Speech databases

Speech databases for continuous speech recognition and speech synthesis

Speech databases are the foundations of modern automatic speech recognition (ASR) and speech synthesis (TTS) systems. Both solutions use large speech databases with many sentences, which are annotated and labeled (manually or mechanically). Several speech databases have been created in Hungarian, mainly in the speech research laboratories of BME TMIT.

The first real Hungarian speech database was created for ASR research. This was called BABEL (1998). It was collected by BME TMIT researchers under the guidance of Klára Vicsi, based on an international standard. Sixty speakers read texts. The MTBA Hungarian Telephone Speech Database (2002) was a collection of speech items. Five hundred informants contained read records from 297 landlines and 203 mobile phones. In the Phonetics Laboratory of the Research Institute of Linguistics of the Hungarian Academy of Sciences, the BEA spoken language database was created under the leadership of Mária Gósy (2007). The work laste 5 years. In this databese, hundreds of people spoke spontaneously and read texts aloud. The BEA database was also used by BME TMIT for ASR experiments and developments.
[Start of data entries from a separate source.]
PR #2531, opened 2020-12-15
Add the conversion from UMC::GRAY to MFX_FOURCC_YUV444

wangyan42164:
There is only the conversion from MFX_FOURCC_YUV444 to UMC::GRAY.
It will cause UMC:GRAY is converted to MFX_FOURCC_NV12 and fire
the assertion in debug build.

### DIFF
--- a/_studio/mfx_lib/shared/src/mfx_common_decode_int.cpp
+++ b/_studio/mfx_lib/shared/src/mfx_common_decode_int.cpp
@@ -255,6 +255,7 @@ mfxU32 ConvertUMCColorFormatToFOURCC(UMC::ColorFormat format)
         case UMC::YUV411:  return MFX_FOURCC_YUV411;
         case UMC::YUV444:  return MFX_FOURCC_YUV444;
         case UMC::UYVY:    return MFX_FOURCC_UYVY;
+        case UMC::GRAY:    return MFX_FOURCC_YUV400;
 
         default:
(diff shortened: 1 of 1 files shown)


wangyan42164:
@eponomar Could you please check CI build. buildbot/test and buildbot/test-api-next error seems not be related with my PR. It failed when encoding test. Thanks.

dmitryermilov:
Hi @wangyan42164 , Eugeny is on vacation. @aukhina is a backup. I also worry about broken CI. It blocks other commits as well. We'll have a meeting today to address it. Current suspicious is it's due to driver update, this commit https://github.com/intel/media-driver/commit/533ceb90eab54d89a37222abadbb483cc981737d .But it should be double check and if so , it should be routed to Carl.

wangyan42164:
> Hi @wangyan42164 , Eugeny is on vacation. @aukhina is a backup. I also worry about broken CI. It blocks other commits as well. We'll have a meeting today to address it. Current suspicious is it's due to driver update, this commit [intel/media-driver@533ceb9](https://github.com/intel/media-driver/commit/533ceb90eab54d89a37222abadbb483cc981737d) .But it should be double check and if so , it should be routed to Carl.
@dmitryermilov Sure. I can sync this with Carl tomorrow.

dmitryermilov (approved):

PR #2547, opened 2020-12-22
[HEVCe] Hard code caps report for YUV422ReconSupport

JeremyShang:


dmitryermilov:
@JeremyShang , why is it a draft?

JeremyShang:
> @JeremyShang , why is it a draft?

Because it's not changing the current hardcode caps report value(stay as 0), this change just to make it friendly readable, not sure this PR is needed. It's under discussion.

SpeechTex Kft (since 2013) has developed several speech databases for its state-of-the-art continuous speech recognition and speech descriptor technical solutions.
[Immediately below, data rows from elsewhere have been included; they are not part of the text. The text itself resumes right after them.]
PR #2555, opened 2020-12-31
[samples]: Enable vacopy for sample_encode and sample_decode.

ZhongXiaoxia:
Add "-vacopy" option to command line for sample_encode and sample_decode
to use vaapi vaCopy interface for high efficiency raw data copy between
VA surface and user buffer.

Sample usage:
./sample_decode h264 -i in.264 -o out.yuv -n 5 -hw -vaapi -vacopy
./sample_encode h264 -i in.yuv -o out.264 -w 1280 -h 720 -n 5 -nv12 -hw -vaapi -vacopy

Signed-off-by: Zhong, Xiaoxia <xiaoxia.zhong@intel.com>

### DIFF
--- a/samples/sample_common/include/vaapi_utils.h
+++ b/samples/sample_common/include/vaapi_utils.h
@@ -114,6 +114,10 @@ namespace MfxLoader
                                                   VAConfigID config_id);
         typedef VAStatus (*vaDestroyContext_type) (VADisplay dpy,
                                                    VAContextID context);
+        typedef VAStatus (*vaCopy_type) (VADisplay dpy,
+                                         VACopyObject * dst,
+                                         VACopyObject * src,
+                                         VACopyOption option);
 
         VA_Proxy();
         ~VA_Proxy();
@@ -139,6 +143,7 @@ namespace MfxLoader
         const vaCreateContext_type          vaCreateContext;
         const vaDestroyConfig_type          vaDestroyConfig;
         const vaDestroyContext_type         vaDestroyContext;
+        const vaCopy_type					vaCopy;
     };
 #endif
 
@@ -430,6 +435,18 @@ namespace MfxLoader
 
 } // namespace MfxLoader
 
+typedef struct _SurfaceInfo
+{
+    uint32_t    width;
+    uint32_t    height;
+    uint32_t    fourCC;
+    uint32_t    format;
+    uint32_t    memtype;
+    uint32_t    alignsize;
+    void        *pBuf;
+    uint8_t     *pBufBase;
+    uintptr_t   ptrb;
+} SurfaceInfo;
 
 class CLibVA
 {
@@ -448,6 +465,22 @@ public:
         VASurfaceID /*srf1*/,
         VADisplay dpy2,
         VASurfaceID srf2);
+
+#if defined(LIBVA_DRM_SUPPORT)
+	VAStatus AcquireUserSurface(
+		VADisplay va_dpy,
+		VASurfaceID *p_surface_id,
+		SurfaceInfo &surf);
+
+	VAStatus ReleaseUserSurface(
+		VADisplay va_dpy,
+		VASurfaceID *p_surface_id);
+
+	VAStatus VACopy(VADisplay va_dpy,
+		VASurfaceID in_surface_id,
+		VASurfaceID out_surface_id,
+		mfxI32 vacopy_mode);
+#endif
 
     inline int getBackendType() { return m_type; }
     VADisplay GetVADisplay() { return m_va_dpy; }
--- a/samples/sample_common/src/vaapi_device.cpp
+++ b/samples/sample_common/src/vaapi_device.cpp
@@ -419,11 +419,30 @@ CHWDevice* CreateVAAPIDevice(void)
 CVAAPIDeviceDRM::CVAAPIDeviceDRM(const std::string& devicePath, int type)
     : m_DRMLibVA(devicePath, type)
     , m_rndr(NULL)
+    , m_sysSurfaceID(VA_INVALID_SURFACE)
+
 {
+    memset(&m_sysSurfInfo, 0, sizeof(m_sysSurfInfo));
 }
 
 CVAAPIDeviceDRM::~CVAAPIDeviceDRM(void)
 {
+    VAStatus va_status = VA_STATUS_ERROR_INVALID_PARAMETER;
+
+    VADisplay dpy = m_DRMLibVA.GetVADisplay();
+
+    if (NULL != m_sysSurfInfo.pBuf) {
+        free(m_sysSurfInfo.pBuf);
+        m_sysSurfInfo.pBuf = NULL;
+    }
+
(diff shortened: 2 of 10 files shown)


samples/sample_common/src/vaapi_device.cpp
```diff
@@ -454,6 +473,88 @@ mfxStatus CVAAPIDeviceDRM::RenderFrame(mfxFrameSurface1 * pSurface, mfxFrameAllo
...
+         case MFX_FOURCC_NV12:
+             m_sysSurfInfo.fourCC = VA_FOURCC_NV12;
+             m_sysSurfInfo.format = VA_FOURCC_NV12;
+             break;
+         default :
+             return MFX_ERR_UNSUPPORTED;
+        }
+
+        m_sysSurfInfo.memtype = VA_SURFACE_ATTRIB_MEM_TYPE_USER_PTR;
+        m_sysSurfInfo.alignsize = 128;
```
SofyaBalandina, line 503: 128 looks incomprehensible, please add a named variable created here or or more globally like enum

samples/sample_decode/src/pipeline_decode.cpp
```diff
@@ -1566,12 +1595,21 @@ mfxStatus CDecodingPipeline::DeliverOutput(mfxFrameSurface1* frame)
 
     if (m_bExternalAlloc) {
         if (m_eWorkMode == MODE_FILE_DUMP) {
-            res = m_pGeneralAllocator->Lock(m_pGeneralAllocator->pthis, frame->Data.MemId, &(frame->Data));
```
SofyaBalandina, line 1569: Shouldn't we execute this line in case of VACopy?

aobolensk (commented):
1) This change does not work on gen9 and gen11.
2) Please, fix commit message since -vacopy flag accepts number after it: `-vacopy 0`

dmitryermilov:
@ZhongXiaoxia , please also say in https://github.com/intel/media-driver/issues/1123 if you expected that vaCopy should work on all platforms.

samples/sample_common/include/vaapi_utils.h
```diff
@@ -430,6 +435,18 @@ namespace MfxLoader
 
 } // namespace MfxLoader
 
+typedef struct _SurfaceInfo
```
onabiull, line 438: Please use just struct. Typedef is only reasonable for shared C/C++ headers. But here we have C++-only code.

The PPBA Parallel Precision Speech Database (2010) was created in the speech technology laboratory of BME TMIT for high-quality, human-sounded speech synthesis, in which 12 speakers read the same sentence set containing 2000 items. This was used to teach the Profivox-HMM speech synthesizer. The WEATHER speech database (2013) consisted of 5,000 sentences and served the ProfiVox corpus speech synthesizer. The TRAIN speech database (as of 2014) contained 12,000 sentences and operates in MÁV’s automatic, audible passenger information systems. These speech databases developed for speech synthesis were later used to teach the BME TMIT Neural ProfiVox speech synthesizers as well.